Auf der einen Seite sind sie gehorsam gegenüber der Botschaft des Haggai. Auf der anderen Seite wirkt Gottes Geist in ihnen die Bereitschaft, den Bau des Hauses Gottes wieder aufzunehmen. Beide Aspekte sind notwendig, wenn das Ergebnis die Herrlichkeit Gottes sein soll. Nichts kommt zustande, was zur Ehre Gottes ist, wenn ein Werk vom Menschen ausgeht und er in eigener Kraft tätig ist.

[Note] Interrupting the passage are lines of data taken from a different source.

PR #1040, opened 2025-09-05
fix: Add missing bs58 dependency in contract_history crate

### LINKED ISSUE #1039: Add bs58 as dev dependency for `contract_history` crate
### Background

I have no idea how this happened, but for some reason `bs58` was not included as a dev-dependency in https://github.com/near/mpc/pull/1031/commits/1a4dce76b1ef1acb1413f600f0c032d8e28b21ff - which breaks CI on our main.

This is very strange, since I tested this on my laptop before pushing - which should not be possible if I had not added the dependency. I also strictly remember adding this - although memories can be false. I have a few theories of what happened:

1. I forgot to add `Cargo.toml` while committing.
2. Someone has hacked my laptop and decided to prank me.
3. Cosmic background radiation.

From my shell history we can rule out 1, since I always do `git add -A` followed by `git commit -a`, so it's most likely 3.

### User Story

As a dev I want our CI to be green.

### Acceptance Criteria

We've added the missing bs58 dependency.

_No response_

netrome:
Closes #1039

### DIFF
--- a/Cargo.lock
+++ b/Cargo.lock
@@ -2079,7 +2079,7 @@ dependencies = [
 name = "contract_history"
 version = "0.1.0"
 dependencies = [
- "base64 0.22.1",
+ "bs58 0.5.1",
  "clap",
  "reqwest 0.12.23",
  "serde",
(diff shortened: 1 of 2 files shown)


gilcu3 (approved):
It was a good trick to test the CI from the previous PR 🫣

Paulus war sich dessen durchaus bewusst. Wir hören das, wenn er sagt: „Ich habe viel mehr gearbeitet als sie alle; nicht aber ich, sondern die Gnade Gottes, die mit mir war“ (1Kor 15,10b). Es muss auch tief in uns eindringen, dass der Herr Jesus sagt: „Außer mir könnt ihr nichts tun“ (Joh 15,5b).
15 Das Datum der Wiederaufnahme
15 am vierundzwanzigsten Tag des sechsten Monats, im zweiten Jahr des Königs Darius.
Dieser Vers verbindet sich direkt mit der Wiederaufnahme des Wiederaufbaus des Tempels. Der Tag, an dem sie mit der Arbeit beginnen, ist für den HERRN so wertvoll, dass das Datum genau angegeben wird.